§ **TASK TO CARRY OUT**
Write out every entry once more, character for character.

§ **EXTRACTED INFORMATION**
________________________________________

PR #44, opened 2022-03-16
Upgrade xml-encryption to 2.0.0 (fixes audit issue)

tkalliom:
This PR resolves the node-forge issue reported by `npm audit`.

The interface of xml-encryption has not changed. The only differences
are the node-forge dependency being dropped and the required Node
version being incremented to 12 (already required by node-saml).

The implementation changes in xml-encryption mean that it now produces
errors from Node rather than node-forge.

### DIFF
--- a/package-lock.json
+++ b/package-lock.json
@@ -3483,11 +3483,6 @@
         "is-stream": "^1.0.1"
       }
     },
-    "node-forge": {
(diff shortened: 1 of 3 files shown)


markstos (approved):
LGTM

cjbarth (approved):

PR #47, opened 2022-04-02
add an assertion to remove a linting warning

ghusse:
# Description

This is a small PR to remove some warnings

# Checklist:

- Issue Addressed: [ ]
- Link to SAML spec: [ ]
- Tests included? [ ]
- Documentation updated? [ ]

### DIFF
--- a/src/saml.ts
+++ b/src/saml.ts
@@ -470,12 +470,16 @@ class SAML {
     additionalParameters: querystring.ParsedUrlQuery
   ): Promise<string> {
     this.options.entryPoint = assertRequired(this.options.entryPoint, "entryPoint is required");
+    const requestOrResponse = assertRequired(
+      request || response,
+      "one of request and response is required"
+    );
 
     let buffer: Buffer;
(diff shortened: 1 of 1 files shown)


src/saml.ts
```diff
@@ -470,12 +470,16 @@ class SAML {
     additionalParameters: querystring.ParsedUrlQuery
   ): Promise<string> {
     this.options.entryPoint = assertRequired(this.options.entryPoint, "entryPoint is required");
+    const requestOrResponse = assertRequired(
+      request || response,
+      "one of request and response is required"
```
cjbarth, line 475: nit: "one of request _or_ response is required"

cjbarth (changes requested):

src/saml.ts
cjbarth: Or better "Either request or response is required"

ghusse: fixed, thanks

cjbarth (approved):

PR #53, opened 2022-04-02
remove useless any type declaration

ghusse:
# Description

It is not necessary to specify the type of these variables, as ` readFileSync`  returns a `string`.

# Checklist:

- Issue Addressed: [ ]
- Link to SAML spec: [ ]
- Tests included? [ ]
- Documentation updated? [ ]

### DIFF
--- a/test/tests.spec.ts
+++ b/test/tests.spec.ts
@@ -2132,8 +2132,8 @@ describe("node-saml /", function () {
     });
   });
   describe("validatePostRequest()", function () {
-    const signingKey: any = fs.readFileSync(__dirname + "/static/key.pem", "ascii");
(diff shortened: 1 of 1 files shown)


cjbarth (approved):

cjbarth:
@ghusse You've been doing so much good work. If you wanted to try the refactor that @forty started in #19, I'd be happy to review that. Please, however, keep the pieces really small. The bigger the code is, the harder it is to buy out time to correctly review it.

cjbarth:
Even if you wanted to split the tests into smaller pieces (since you seem to be in the tests a lot), that would be a nice thing to have. Again, thanks for your help!

ghusse:
I'll take a look. Thanks for the suggestion. Maybe I'll work on unit tests.

I need to dig into the code a little bit further before starting this.

PR #54, opened 2022-04-02
Remove useless not null assertions

ghusse:
# Description

Small refactoring to remove a not null assertion that is not necessary

# Checklist:

- Issue Addressed: [ ]
- Link to SAML spec: [ ]
- Tests included? [ ]
- Documentation updated? [ ]

### DIFF
--- a/test/tests.spec.ts
+++ b/test/tests.spec.ts
@@ -662,9 +662,9 @@ describe("node-saml /", function () {
 
         const samlObj = new SAML({ cert: signingCert, audience: false, issuer: "onesaml_login" });
         const { profile } = await samlObj.validatePostResponseAsync(container);
-        const validatedProfile = assertRequired(profile, "profile must exist");
-        expect(validatedProfile.issuer).to.equal("https://evil-corp.com");
-        expect(validatedProfile.nameID).to.equal("vincent.vega@evil-corp.com");
+        assertRequired(profile, "profile must exist");
+        expect(profile.issuer).to.equal("https://evil-corp.com");
+        expect(profile.nameID).to.equal("vincent.vega@evil-corp.com");
         expect(profile).to.have.property("evil-corp.egroupid", "vincent.vega@evil-corp.com");
         // attributes without attributeValue child should be ignored
         expect(profile).to.not.have.property("evilcorp.roles");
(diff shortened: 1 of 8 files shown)


test/tests.spec.ts
```diff
@@ -678,8 +678,9 @@ describe("node-saml /", function () {
 
         const samlObj = new SAML({ cert: signingCert });
         const { profile } = await samlObj.validatePostResponseAsync(container);
-        expect(profile!.issuer!).to.equal("https://evil-corp.com");
-        expect(profile!.nameID!).to.equal("vincent.vega@evil-corp.com");
+        expect(profile).to.exist;
+        expect((profile as Profile).issuer).to.equal("https://evil-corp.com");
```
cjbarth, line 682: `as Profile` shouldn't be needed here if the return type of `validatePostResponseAsync()` is correct.

cjbarth (changes requested):

test/tests.spec.ts
ghusse: It seems that ` profile` is declared as nullable:

```ts
  async validatePostResponseAsync(
    container: Record<string, string>
  ): Promise<{ profile: Profile | null; loggedOut: boolean }> {
```

cjbarth: I see what you mean. There is a better way to do type narrowing on this. It appears that Chai doesn't do it. I have some other code that does. I'll get it up so you can see it.

ghusse: Can you share an example with me? @cjbarth

cjbarth: I already wrote code to do this, but it can't land just yet because of me not wanting to mess up #25. Here is what I've written, specifically a link to the function that will assert and do type narrowing all in one go: https://github.com/cjbarth/node-saml/blob/6f54cb690ca2fceae1044c7d2f2e6b226019ae1c/src/utility.ts#L4

ghusse: Ok, I used this method in the code, but I'm not a big fan of using some code that is external to the thing we are testing., but still belongs to the business code that is tested.

cjbarth: I'm not sure what you mean by code being external to the thing we're testing. Entire assertion libraries and libraries like `sinon` are external to the thing we are testing. In fact, they are also external to the all production code. At least this is used in our production code too.

cjbarth (approved):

________________________________________

§ **RESPONSE FOR THIS EXERCISE**
PR #44, opened 2022-03-16
Upgrade xml-encryption to 2.0.0 (fixes audit issue)

tkalliom:
This PR resolves the node-forge issue reported by `npm audit`.

The interface of xml-encryption has not changed. The only differences
are the node-forge dependency being dropped and the required Node
version being incremented to 12 (already required by node-saml).

The implementation changes in xml-encryption mean that it now produces
errors from Node rather than node-forge.

### DIFF
--- a/package-lock.json
+++ b/package-lock.json
@@ -3483,11 +3483,6 @@
         "is-stream": "^1.0.1"
       }
     },
-    "node-forge": {
(diff shortened: 1 of 3 files shown)


markstos (approved):
LGTM

cjbarth (approved):

PR #47, opened 2022-04-02
add an assertion to remove a linting warning

ghusse:
# Description

This is a small PR to remove some warnings

# Checklist:

- Issue Addressed: [ ]
- Link to SAML spec: [ ]
- Tests included? [ ]
- Documentation updated? [ ]

### DIFF
--- a/src/saml.ts
+++ b/src/saml.ts
@@ -470,12 +470,16 @@ class SAML {
     additionalParameters: querystring.ParsedUrlQuery
   ): Promise<string> {
     this.options.entryPoint = assertRequired(this.options.entryPoint, "entryPoint is required");
+    const requestOrResponse = assertRequired(
+      request || response,
+      "one of request and response is required"
+    );
 
     let buffer: Buffer;
(diff shortened: 1 of 1 files shown)


src/saml.ts
```diff
@@ -470,12 +470,16 @@ class SAML {
     additionalParameters: querystring.ParsedUrlQuery
   ): Promise<string> {
     this.options.entryPoint = assertRequired(this.options.entryPoint, "entryPoint is required");
+    const requestOrResponse = assertRequired(
+      request || response,
+      "one of request and response is required"
```
cjbarth, line 475: nit: "one of request _or_ response is required"

cjbarth (changes requested):

src/saml.ts
cjbarth: Or better "Either request or response is required"

ghusse: fixed, thanks

cjbarth (approved):

PR #53, opened 2022-04-02
remove useless any type declaration

ghusse:
# Description

It is not necessary to specify the type of these variables, as ` readFileSync`  returns a `string`.

# Checklist:

- Issue Addressed: [ ]
- Link to SAML spec: [ ]
- Tests included? [ ]
- Documentation updated? [ ]

### DIFF
--- a/test/tests.spec.ts
+++ b/test/tests.spec.ts
@@ -2132,8 +2132,8 @@ describe("node-saml /", function () {
     });
   });
   describe("validatePostRequest()", function () {
-    const signingKey: any = fs.readFileSync(__dirname + "/static/key.pem", "ascii");
(diff shortened: 1 of 1 files shown)


cjbarth (approved):

cjbarth:
@ghusse You've been doing so much good work. If you wanted to try the refactor that @forty started in #19, I'd be happy to review that. Please, however, keep the pieces really small. The bigger the code is, the harder it is to buy out time to correctly review it.

cjbarth:
Even if you wanted to split the tests into smaller pieces (since you seem to be in the tests a lot), that would be a nice thing to have. Again, thanks for your help!

ghusse:
I'll take a look. Thanks for the suggestion. Maybe I'll work on unit tests.

I need to dig into the code a little bit further before starting this.

PR #54, opened 2022-04-02
Remove useless not null assertions

ghusse:
# Description

Small refactoring to remove a not null assertion that is not necessary

# Checklist:

- Issue Addressed: [ ]
- Link to SAML spec: [ ]
- Tests included? [ ]
- Documentation updated? [ ]

### DIFF
--- a/test/tests.spec.ts
+++ b/test/tests.spec.ts
@@ -662,9 +662,9 @@ describe("node-saml /", function () {
 
         const samlObj = new SAML({ cert: signingCert, audience: false, issuer: "onesaml_login" });
         const { profile } = await samlObj.validatePostResponseAsync(container);
-        const validatedProfile = assertRequired(profile, "profile must exist");
-        expect(validatedProfile.issuer).to.equal("https://evil-corp.com");
-        expect(validatedProfile.nameID).to.equal("vincent.vega@evil-corp.com");
+        assertRequired(profile, "profile must exist");
+        expect(profile.issuer).to.equal("https://evil-corp.com");
+        expect(profile.nameID).to.equal("vincent.vega@evil-corp.com");
         expect(profile).to.have.property("evil-corp.egroupid", "vincent.vega@evil-corp.com");
         // attributes without attributeValue child should be ignored
         expect(profile).to.not.have.property("evilcorp.roles");
(diff shortened: 1 of 8 files shown)


test/tests.spec.ts
```diff
@@ -678,8 +678,9 @@ describe("node-saml /", function () {
 
         const samlObj = new SAML({ cert: signingCert });
         const { profile } = await samlObj.validatePostResponseAsync(container);
-        expect(profile!.issuer!).to.equal("https://evil-corp.com");
-        expect(profile!.nameID!).to.equal("vincent.vega@evil-corp.com");
+        expect(profile).to.exist;
+        expect((profile as Profile).issuer).to.equal("https://evil-corp.com");
```
cjbarth, line 682: `as Profile` shouldn't be needed here if the return type of `validatePostResponseAsync()` is correct.

cjbarth (changes requested):

test/tests.spec.ts
ghusse: It seems that ` profile` is declared as nullable:

```ts
  async validatePostResponseAsync(
    container: Record<string, string>
  ): Promise<{ profile: Profile | null; loggedOut: boolean }> {
```

cjbarth: I see what you mean. There is a better way to do type narrowing on this. It appears that Chai doesn't do it. I have some other code that does. I'll get it up so you can see it.

ghusse: Can you share an example with me? @cjbarth

cjbarth: I already wrote code to do this, but it can't land just yet because of me not wanting to mess up #25. Here is what I've written, specifically a link to the function that will assert and do type narrowing all in one go: https://github.com/cjbarth/node-saml/blob/6f54cb690ca2fceae1044c7d2f2e6b226019ae1c/src/utility.ts#L4

ghusse: Ok, I used this method in the code, but I'm not a big fan of using some code that is external to the thing we are testing., but still belongs to the business code that is tested.

cjbarth: I'm not sure what you mean by code being external to the thing we're testing. Entire assertion libraries and libraries like `sinon` are external to the thing we are testing. In fact, they are also external to the all production code. At least this is used in our production code too.

cjbarth (approved):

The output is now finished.